Research Accomplishment Reports 2007

Inbreeding and the Fitness Consequences of Colonizing Novel Environments in Herbivorous Insects

C.W. Fox
Department of Entomology

 

Project Description

In 2007 we completed a series of large breeding experiments to achieve our first two specific objectives, which are (1) To quantify the sensitivity of inbreeding depression to environmental conditions and (2) To test the effect of inbreeding associated with small population sizes on the purging of deleterious recessive alleles from insect populations.

Regarding objective 1, in a series of experiments we have found that the magnitude of inbreeding depression experienced by colonizing beetles is highly dependent on both temperature and the host being colonized. Most intriguingly, the influence of temperature varied with the rearing hosts. We are currently exploring the pest control implications of these results and will publish these results in 2008 and 2009.

Regarding objective 2, in two separate serially-inbreeding experiments, we have demonstrated that the degree to which deleterious recessive alleles can be "purged" (i.e., eliminated) from a population differs substantially among species. In particular, in the stored products pest, Callosobruchus maculatus, the "inbreeding load" (also called the "genetic load", the frequency of recessive alleles of deleterious effect) did not evolve in response to 5 generations of serial inbreeding. In contrast, in a native non-pest beetle that shares a quite similar life cycle (Stator limbatus) we could almost entirely eliminate the inbreeding load after only 4 generations of serial inbreeding. The S. limbatus results indicate that inbreeding depression in this species is due to a few genes that have large effects on larval survival, and which can thus evolve very quickly. However, the genetics underlying inbreeding depression must necessarily be different for C. maculatus, the pest species.

Impact

We are currently exploring hypotheses to explain the difference, and are exploring the degree to which the difference in genetics of inbreeding depression is a cause or consequence (if either) of the pest status of the insects. In 2007 we also executed our first experiment regarding objective 3, which is to test whether inbreeding associated with insect colonization of new environments exposes novel genetic variation to selection and thus influences adaptation to novel host species. This first experiment gave unclear results that will be further explored in new experiments over the next couple years.

Publications

Moya-Larano J, M El Tigani El-Sayyid & CW Fox. 2007. Smaller beetles are better scramble competitors at cooler temperatures. Biology Letters 3: 475-478.

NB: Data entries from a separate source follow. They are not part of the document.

PR #1128, opened 2023-10-10
man/make.conf.5: note locations with trust issues

floppym:
Bug: https://bugs.gentoo.org/915330


thesamesam (approved):
I've not checked the man formatting (please do locally if you haven't already) but content lgtm

PR #1129, opened 2023-10-14
Remove leftovers from {FEATURES->USE}=test removal

parona-source:
* FEATURES="test" was binded to USE="test" in 6b19f71, but this was effectively removed in 8c5598c.
* This change removes mentions of this now bygone feature and unused codepaths associated with it.


floppym:
I guess we should probably combine this change with #1116.

parona-source:
Seems reasonable. How would combining work in this case? Does this require action from me, if so what?

floppym:
> Does this require action from me, if so what?

No, I was just noting it. The changes can be merged separately.

zmedico (approved):
Looks good! Thanks!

Stillwell RC, GE Morse & CW Fox. 2007. Geographic variation in body size and sexual size dimorphism of a seed-feeding beetle. The American Naturalist 170: 358-369.

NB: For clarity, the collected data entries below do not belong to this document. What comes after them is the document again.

PR #1131, opened 2023-10-15
slot_dict_class: Make instances picklable

zmedico:
This improves compatibility with the multiprocessing spawn start method, by eliminating this error for MergeProcess:
```
AttributeError: Can't pickle local object 'slot_dict_class.<locals>.LocalSlotDict'
```
Bug: https://bugs.gentoo.org/915834

### DIFF
--- a/lib/portage/cache/mappings.py
+++ b/lib/portage/cache/mappings.py
@@ -1,4 +1,4 @@
-# Copyright: 2005-2020 Gentoo Authors
+# Copyright: 2005-2023 Gentoo Authors
 # Distributed under the terms of the GNU General Public License v2
 # Author(s): Brian Harring (ferringb@gentoo.org)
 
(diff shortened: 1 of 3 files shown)


thesamesam:
Nit: would it work to split the hoisting into its own class into its own commit, as it's much easier to review then?

zmedico:
> Nit: would it work to split the hoisting into its own class into its own commit, as it's much easier to review then? (I suspect it might be ok as it is with `git diff -w` but not tried yet)

Sure, spit that into the first commit 67ee41a123770ae389f03abc68d65d3b4d963f30 now.

lib/portage/cache/mappings.py
```diff
@@ -439,7 +439,8 @@ def slot_dict_class(keys, prefix="_val_"):
         keys_set = keys
     else:
         keys_set = frozenset(keys)
-    v = _slot_dict_classes.get((keys_set, prefix))
+    cache_key = (keys_set, prefix)
+    v = _slot_dict_classes.get(cache_key)
```
thesamesam, line 466: Oh, good spot. We don't have any tests for slot_dict_class - we only seem to test portage.cache at all indirectly in `lib/portage/tests/emerge/test_simple.py`.

Any chance of writing up a quick one?

zmedico: There's lib/portage/tests/process/test_pickle.py which tests two different slot_dict_class types: _PackageMetadataWrapperBase (`prefix="_val_"`) and FifoIpcDaemon._files_dict (`prefix=""`). That gives us cases with both types of prefixes.

thesamesam (approved):

lib/portage/cache/mappings.py
thesamesam: Thanks!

Stillwell RC & CW Fox. 2007. Environmental effects on sexual size dimorphism of a seed-feeding beetle. Oecologia 153: 273-280.

Stillwell RC, WG Wallin, LJ Hitchcock & CW Fox. 2007. Phenotypic plasticity in a complex world: Interactive effects of food and temperature on fitness components of a seed beetle. Oecologia 153: 309-321.

Carroll SP, AP Hendry, DN Reznick & CW Fox. 2007. Evolution on ecological time scales. Functional Ecology 21: 387-393.

Fox CW, KL Scheibly, BP Smith & WG Wallin. 2007. Inbreeding depression in two seed-feeding beetles, Callosobruchus maculatus and Stator limbatus. The Bulletin of Entomological Research 97: 49-54.

Carroll SP & CW Fox. 2007. Dissecting the evolutionary impacts of plant invasions: bugs and beetles as native guides. Global Change Biology 13: 1644-1657.

Fox CW, RC Stillwell & J Moya-Larano. 2007. Variation in selection and the evolution of sexual size dimorphism in two seed-feeding beetles. Pp 88-96 in DJ Fairbairn, W Blanckenhorn & T Szekely (editors) Sex, Size and Gender Roles: Evolutionary Studies of Sexual Size Dimorphism. Oxford University Press, Oxford.